Please repeat, without alteration, the line containing "Hello @edwinmp! I'm" and every line that follows it to the end of the entries below, and only those lines.

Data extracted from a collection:

_ _ _

PR #82, opened 2017-11-08
Visual indication of published status

MartinEden:
https://vimc.myjetbrains.com/youtrack/issue/VIMC-865


MartinEden:
Good catch, thanks :)

PR #85, opened 2017-11-13
mount docker auth into container

littledice:


app/scripts/run-build.sh
```diff
@@ -1,5 +1,10 @@
 #!/usr/bin/env bash
+
+# This is the path for teamcity agents. If running locally, pass in your own docker config location
+docker_auth_path=${1:-/opt/teamcity-agent/.docker/config.json}
```
littledice: add local path to comment

PR #89, opened 2017-11-21
remove old templates

littledice:
And temporarily remove links


littledice:
That hasn't changed - I guess it never worked locally but will work when deployed. It has the link hard-coded as opposed to using the app settings, so will only work in the context of a full Montagu deploy. We can open a ticket to make this work locally but I don't think it needs to be fixed to close this ticket?

littledice:
https://vimc.myjetbrains.com/youtrack/issue/VIMC-1068

PR #95, opened 2017-11-27
I1084 - Responsibility Overview Description and Guidance pages

georgearrowwood:
Responsibility Overview Page:
 * Changed Description text
 * Created separate sub component for Description
 * Created 2 help components named: model-inputs and model-otputs
 * Put links in Description to them

Other Changes:
 * Fixed breadcrumb links for help/touchstones
 * Added slackUrl to settings
 * Added .idea to .gitignore
 * Added scrollable anchor react module to application


app/src/main/contrib/components/Responsibilities/Overview/ResponsibilityOverviewPage.tsx
```diff
@@ -31,55 +32,21 @@ export class ResponsibilityOverviewPage extends ContribPageWithHeader<LocationPr
...
 
     title() {
-        return <ResponsibilityOverviewTitle />
+        return <ResponsibilityOverviewTitle />;
     }
 
     urlFragment(): string {
         const s = responsibilityStore.getState();
-        return `responsibilities/${s.currentTouchstone.id}/`;
+        return `responsibilities/${s.currentTouchstone ? s.currentTouchstone.id : ''}/`;
```
littledice: I don't think this is needed and in any case the path `/responsibilities/` would result in a 404 so there'd be no point directing users to that! This function will only get called either on this page after `super.load()` is called (by which time `s.currentTouchstone` will be set) or if this page was a parent for another page (which I don't think it is right?)

georgearrowwood:
made changes

PR #995, opened 2021-04-26
Add data systems charts for the board

davidebukali:
Create charts described in [issue 7](https://github.com/devinit/org-dashboard-data/issues/7)


src/dashboard/utils/dashboards/dataSystems.ts
```diff
@@ -1,3 +1,114 @@
-import { DashboardGrid } from '../../../utils/types';
+import { getAggregatedDatasetSource } from '..';
+import { DashboardData, DashboardGrid } from '../../../utils/types';
+import { getEventHandlers, grid } from '../chart';
+
+const colours = ['#FF9A5C', '#FFA770', '#FFB485'];
```
edwinmp, line 5: Pick a colour palette from [this](http://archive.devinit.org/wp-content/uploads/2018/03/colours.html), one that's not been used in any of the other sections ...

edwinmp (changes requested):

src/dashboard/utils/dashboards/dataSystems.ts
edwinmp: Has to be monochromatic, but with good contrast between the colours ... pick at least 5

davidebukali: Picked purple from the pallete

edwinmp (approved):

Issue #999, opened 2021-05-10
no cookies pop up when you visit the site?


SimonMurphyDI:
## I'm submitting a ...
<pre><code>
[x] Bug report 
[ ] Regression (behaviour that used to work and stopped working in a new release)
</code></pre>

**Describe the Issue**
When you visit our website you aren't informed what cookie settings the website has, and what options you have to change these.  

**To Reproduce**
1. Go to the website 

**Expected Behaviour**
On our previous website, when you arrived on the domain, you were given a pop-up that explained our cookie policy. I think we're legally required to explain what cookies the site is using. It would be good to let visitors know if they have the ability to amend the cookies we use. This may require dev if we don't have a pop up with the ability to amend cookie settings. I imagine we'd need this to work on mobile and desktop 

Richard Y has said he's writing text to sit in this box 

We do have a 'notice heading' on the homepage here - could we use this?
http://development-initiatives.surge.sh/page-templates/01-general-page

**Requested Delivery Date**:

This feels very urgent to me - Richard hasn't provided an estimated delivery date for his text

edwinmp:
Hi @SimonMurphyDI, besides the google tag manager, do we have any other trackers that use cookies?

A simple message explaining that we use cookies, maybe with a link to a Wagtail page with our cookie policy would do. If you need one that gives users control over which cookies they allow, then I'll need to know what the cookies are first and see how to get it done.

SimonMurphyDI:
Thanks @edwinmp! I know we use google tag manager and mouseflow. I don't know of any more than that, but think it would be worth confirming this in the chat - will do that

edwinmp:
Hi @SimonMurphyDI, do we have the text that'll sit in this box? I'll be best to have the basic implementation done & deployed while we look into giving the user more control.

LouiseSummerlring:
Hello @edwinmp! I'm helping Simon out with some website stuff at the moment. We do indeed have the text for the cookies pop-up box, and the new and improved cookie policy itself. The policy document is attached, and the text is below.

We use cookies on our website to help us understand how you use the site and to make improvements. These may be used to track your visit to our website or to enable us to personalise your browsing experience, and they may be shared with Google Analytics so that your data can be processed. For more information, please visit our Privacy and Cookie Policy here.”

On the word 'here', we should link to the policy document.
[...]

PR #1014, opened 2021-07-02
Feature | cookie popup

davidebukali:
Add notice for users to read privacy and cookie policy #999 

Displays content created under the first `cookie notices` snippet


edwinmp (changes requested):
Great work getting this done so fast.

The notice thingie always shows, even when there's no cookie notice added yet. It should depend on at least the text or body being present.
image

Both heading and body should not be required as one may want to use or the other, or both
image

Interesting way of handling the link ... lets hope they won't ever want it to appear in the middle of the text lol ...

edwinmp (approved):

PR #1043, opened 2021-09-21
Make all sh scripts executable

davidebukali:
Fix for [faulty](https://github.com/devinit/DIwebsite-redesign/runs/3663426471) deployment


edwinmp:
It was a permissions issue as indicated in the error ... since it wasn't there before, it probably originated from some action on the server. Anyway, I've fixed it on the server and ran the broken deployment. Closing this.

_ _ _

Task answer:
Hello @edwinmp! I'm helping Simon out with some website stuff at the moment. We do indeed have the text for the cookies pop-up box, and the new and improved cookie policy itself. The policy document is attached, and the text is below.

We use cookies on our website to help us understand how you use the site and to make improvements. These may be used to track your visit to our website or to enable us to personalise your browsing experience, and they may be shared with Google Analytics so that your data can be processed. For more information, please visit our Privacy and Cookie Policy here.”

On the word 'here', we should link to the policy document.
[...]

PR #1014, opened 2021-07-02
Feature | cookie popup

davidebukali:
Add notice for users to read privacy and cookie policy #999 

Displays content created under the first `cookie notices` snippet


edwinmp (changes requested):
Great work getting this done so fast.

The notice thingie always shows, even when there's no cookie notice added yet. It should depend on at least the text or body being present.
image

Both heading and body should not be required as one may want to use or the other, or both
image

Interesting way of handling the link ... lets hope they won't ever want it to appear in the middle of the text lol ...

edwinmp (approved):

PR #1043, opened 2021-09-21
Make all sh scripts executable

davidebukali:
Fix for [faulty](https://github.com/devinit/DIwebsite-redesign/runs/3663426471) deployment


edwinmp:
It was a permissions issue as indicated in the error ... since it wasn't there before, it probably originated from some action on the server. Anyway, I've fixed it on the server and ran the broken deployment. Closing this.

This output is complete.